Genau daran fehlt es aber. Die Beschw­erde­führer ver­mocht­en keine solchen Gründe namhaft zu machen. Die Absicht, den Ein­fluss eines beste­hen­den Min­der­heit­sak­tionärs zurück­zu­drän­gen, stand ausser­halb des Zwecks der Vinkulierung und war mit dieser auch nicht zu erre­ichen. […] Es war bzw. musste ihnen schon beim Prozess­führungsentscheid bewusst sein, dass ihnen sach­liche, im Gesellschaftsin­ter­esse liegende Gründe für die Ein­tra­gungsver­weigerung fehlten.
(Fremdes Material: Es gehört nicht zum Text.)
PR #97, opened 2017-02-09
Update webpack version from 1.3.x to 2.2.1

AKIRA-MIYAKE:
For complicated applications using type scripts, webpack 2 is more sophisticated and convenient.

### DIFF
--- a/package.json
+++ b/package.json
@@ -32,7 +32,7 @@
     "express": "^4.14.0",
     "fs-extra": "^0.26.7",
     "npm-programmatic": "0.0.5",
-    "webpack": "^1.13.1"
+    "webpack": "^2.2.1"
   },
   "devDependencies": {
     "chai": "^3.5.0",


Gomah:
It's a breaking change, another PR https://github.com/elastic-coders/serverless-webpack/pull/83 was just merged about it.

domaslasauskas:
Good point Gomah. I jumped the gun by merging #83 as looking at it now it was a breaking change too, I'll be reverting/replacing it with a version range instead. I'm planing to go through the backlog by fixing issues/taking pull requests over upcoming weeks.

HyperBrain:
@domaslasauskas I'm planning to get out a stable update with the most needed fixes as soon as possible.
What is your opinion about the merged #83 . Although it might be a breaking change (as the including project has to specify a webpack version as peer dependency - we currently even use master with Webpack 3 without problems) I'm not really sure what side-effects or update problems might arise additionally.
Can you give a short statement about that?

hassankhan:
Not to disparage @AKIRA-MIYAKE's work, but is this PR relevant after #83? I'd be in favour of closing, since we can now specify what version we need ourselves.

HyperBrain:
Closing this, as the next release (v 2.0.0) adds Webpack as peer dependency and allows any Webpack version to be used.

Gemäss den Fest­stel­lun­gen im Rück­weisungs­beschluss gaben sie näm­lich sel­ber an, es sei ihnen […] im Wesentlichen darum gegan­gen, D. die Ein­flussmöglichkeit­en […] zu nehmen. Wenn sie argu­men­tieren, dies sei im Inter­esse der Gesellschaft gele­gen, da seit­ens D. eine schädliche Geschäft­spoli­tik zu befürcht­en gewe­sen sei, so kann darauf man­gels entsprechen­der Fest­stel­lun­gen in den ange­focht­e­nen Entschei­den nicht abgestellt wer­den […]. Ohne­hin ver­mö­gen blosse Befürch­tun­gen das Gle­ich­be­hand­lungs­ge­bot der Aktionäre und das Rechtsmiss­brauchsver­bot nicht aufzuwiegen. […] Dem­nach hat­ten sie damit zu rech­nen, dass die Gerichte ihr Ver­hal­ten als rechtsmiss­bräuch­lich qual­i­fizieren würden […].
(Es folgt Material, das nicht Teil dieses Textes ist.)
Issue #88, opened 2021-01-22
Analysis to Migrate the Vue Server


andrewsignori-aot:
Currently, the Vue static files are being served using a basic node server that can be checked under the Dockerfile on the Web package.
The idea is to replace it with an NGINX (https://www.nginx.com/) server or similar.
- [ ] Conduct Analysis 
- [ ] if it works - do it 
- [ ] if not create a ticket to do it

PR #2284, opened 2023-09-08
#88 - Analysis to Migrate the Vue Server

andrepestana-aot:
Using npm `serve` package or vue-cli to host a Vue.js app in a production environment is generally not recommended for several important reasons like limited performance, security concerns, lack of Load Balancing, low customization, inefficient static file serving, bad redundancy and scalability and lack of features for monitoring and logging.

## Choosing a web server

According to w3techs and Netcraft websites Nginx is the most used web server at the moment:
image

Among the benefits of adopting Nginx for the project the items below can be highlighted:

- High Performance: Nginx is renowned for its high-performance capabilities. It is designed to handle a large number of concurrent connections efficiently and can serve static content quickly. This makes it well-suited for websites with high traffic and performance demands.
- Low Resource Usage: Nginx is known for its efficiency in using system resources. It consumes significantly less memory compared to some other web servers like Apache, which can be especially beneficial when dealing with limited server resources or a large number of simultaneous connections.
- Security: Nginx offers several security features, including DDoS protection, rate limiting, SSL/TLS termination, and the ability to restrict access to certain resources or IP addresses. Its modular architecture allows for easy integration with security solutions and Web Application Firewalls.
- Community and Support: Nginx has a large and active user community. You can find a wealth of documentation, tutorials, and community-contributed modules to extend its functionality. Commercial support is also available from Nginx, Inc. for those who need it.
- Caching: Nginx provides robust caching capabilities, which can significantly improve website performance by serving cached content to users, reducing the load on your backend servers.
- Ease of Configuration: Nginx's configuration syntax is straightforward and easy to work with. It allows you to set up complex configurations with relative ease. Additionally, it can reload configurations without downtime, making it suitable for production environments.
- Cost-Efficiency: Nginx is open-source and free to use.

During the analysis it's been noticed an increasing number of [projects](https://github.com/search?q=org%3Abcgov+caddy&type=code&p=2) using [Caddy Server](https://caddyserver.com/) among the BCGov projects.
Although there isn't any direction to use Nginx in BC Gov projects, it's widely used and, as mentioned above, there are several reasons why we should use Nginx in SIMS web app.

## Docker build recommendations:
- 2 step build process (using node for build-stage and a new image with nginx + built files). This way the resulting image will not include node, npm etc.
- Using "daemon off;" to make nginx to work in a foreground process letting Docker to monitor it and kill the container in case the process dies.

## Configuration
The configuration for the webserver is setup on [nginx.conf](https://github.com/bcgov/SIMS/pull/2284/files#diff-1abef20a58ec56ef3062ccadeb861ba575b5d5db7bd8c3666ce6efc4704601ec) and it is set with the suggested conf from vue-cli docs and a few tweaks. A full example with configuration options can be found [here](https://www.nginx.com/resources/wiki/start/topics/examples/full/).
To use variables in nginx configuration it's needed to use [`envsubst` and templating](https://github.com/docker-library/docs/tree/master/nginx#using-environment-variables-in-nginx-configuration-new-in-119).

## Notes
- Sonar complaint about the image running as root user should be ignored as it is only for Dockerfile.dev and shouldn't affect production env.
- While running the Vuejs app on Vue CLI [it sets running mode to "development" as default](https://github.com/vuejs/vue-cli/blob/eaa2b7341f174260f6ebc2345bd8e838f85a2ea3/packages/%40vue/cli-service/lib/Service.js#L123). When running the web app on Nginx in a local machine, setting the mode is necessary. Otherwise the `process` is not set and the `basesUrl` for the app is [set as in "production" mode](https://github.com/bcgov/SIMS/blob/main/sources/packages/web/src/services/http/common/HttpClient.ts#L4).

## Next steps:
- Configure the server_name to only accept requests with the appropriate hostname. For that it's needed to set a "catch-all" server configuration and block it: https://serverfault.com/a/946623
E.g.:
```
server {
  listen ${PORT} default_server;
  server_name _;
  # Configuration for the default server block
  return 404;
}
server {
  listen       ${PORT};
  server_name  dev.hostname-example.com hostname-example.com;
  location / {
    root   /app;
    index  index.html;
    try_files $uri $uri/ /index.html;
  }
}
```
- Add Headers required by Web App Vulnerability Scan and recheck it through a new Wava scan.

## References
- https://w3techs.com/technologies/overview/web_server
- https://www.netcraft.com/blog/january-2023-web-server-survey/
- https://stackoverflow.com/questions/25970711/what-is-the-difference-between-nginx-daemon-on-off-option
- https://docs.nginx.com/nginx/
- https://cli.vuejs.org/guide/mode-and-env.html#modes
- https://cli.vuejs.org/guide/deployment.html#docker-nginx
- https://github.com/search?q=org%3Abcgov+nginx.conf&type=code&p=2
- https://www.nginx.com/resources/wiki/start/topics/examples/full/

### DIFF
--- a/sources/Makefile
+++ b/sources/Makefile
@@ -153,6 +153,11 @@ api: ## <Helper> :: Executes into the workspace container.
 	@echo "+\n++Shelling into local workspace ...++\n+"
 	@docker-compose exec api bash
 
+# Local Web (nginx)
+web-local:
+	@echo "+\n++ Make: Run local web (nginx).\n+"
+	@docker-compose -f docker-compose.yml up web
+
 local-db:
 	@echo "Make: Shelling into database workspace ..."
 	@docker-compose -f docker-compose.yml exec postgres psql -U $(POSTGRESQL_USER) -W $(POSTGRES_DB)
--- a/sources/packages/web/Dockerfile
+++ b/sources/packages/web/Dockerfile
@@ -1,27 +1,29 @@
 FROM registry.access.redhat.com/ubi8/nodejs-16:1-5 AS builder
 
+# Application Port.
+ENV PORT 3030
 
 COPY ./package*.json ./
 RUN npm ci
 COPY . ./
+
+# Replace ${PORT} variable in the template and save as default.conf.
+RUN sed 's/${PORT}/'"${PORT}"'/g' default.conf.template > default.conf
+
 RUN npm run build
 
 FROM registry.access.redhat.com/ubi8/nginx-122 AS deployer
 
-RUN mkdir /app
-
-WORKDIR /app
+WORKDIR /opt/app-root/src
 
 # Copy the app built on build-stage to the resulting container.
 COPY --from=builder /opt/app-root/src/dist .
 
+# Copy the default.conf to /etc/nginx/conf.d
+COPY --from=builder /opt/app-root/src/default.conf /etc/nginx/conf.d
+
 # Copying the main configuration file.
 COPY nginx.conf /etc/nginx/nginx.conf
-
-# Copying the configuration template file to templates dir. 
-# It will be processed to transform the vars in the template files into 
-# evaluated values and save the resulting file as /etc/nginx/conf.d/default.conf.
-COPY default.conf.template /etc/nginx/templates/
 
 # Daemon off makes nginx to run on the foreground with only one process.
 # Docker will kill the container if the process dies.
--- a/sources/packages/web/Dockerfile
+++ b/sources/packages/web/Dockerfile
@@ -6,10 +6,16 @@ RUN npm ci
 COPY . ./
 RUN npm run build
 
-FROM registry.access.redhat.com/ubi8/nodejs-16:1-5 as deployer
+FROM registry.access.redhat.com/ubi8/nginx-120 as deployer
 
-RUN npm i -g serve
-COPY --from=builder /opt/app-root/src/dist .
-COPY --from=builder /opt/app-root/src/serve.json .
+RUN mkdir /app
 
-CMD ["sh", "-c","serve", "-p", "$PORT", "-s", "."]
+# Copy the app built on build-stage to the resulting container.
+COPY --from=builder /opt/app-root/src/dist /app
+
+# Copying the configuration file.
+COPY nginx.conf /etc/nginx/nginx.conf
+
+# Daemon off makes nginx to run on the foreground with only one process.
+# Docker will kill the container if the process dies.
+CMD ["nginx", "-g", "daemon off;"]
--- a/sources/packages/web/Dockerfile
+++ b/sources/packages/web/Dockerfile
@@ -1,4 +1,4 @@
-FROM registry.access.redhat.com/ubi8/nodejs-16:1-5 as builder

Die VR-Mit­glieder hat­ten sich zwar im Vor­feld des Prozess­es um Klärung bemüht, aber das reichte nicht aus:

Das alles ändert aber nichts daran, dass sie keine in der Inter­essen­sphäre der Gesellschaft liegen­den, vertret­baren Gründe für die Ein­tra­gungsver­weigerung namhaft machen konnten. 

Let­ztlich ging es auch nicht darum, sondern :

Entschei­dend ist ohne­hin nicht allein die Frage, ob die Beschw­erde­führer […] hin­re­ichende Abklärun­gen zu den Erfol­gschan­cen tätigten und sich für ihr Vorge­hen auf Fach­mei­n­un­gen oder eine Min­der­heitsmei­n­ung eines Han­del­srichters stützen kon­nten. Unter dem Blick­winkel der Treuepflicht nach Art. 717 OR ist auss­chlaggebend, ob die Prozess­führung im Gesellschaftsin­ter­esse lag oder nicht. Nun beste­ht aber nach den einzig mass­ge­blichen tat­säch­lichen Fest­stel­lun­gen der Vorin­stanz kein Zweifel daran, dass die Ein­tra­gungsver­weigerung und damit auch die Prozess­führung über diese Frage nicht im Gesellschaftsin­ter­esse, son­dern im Inter­esse ein­er Mehrheit der Aktionäre erfolgte.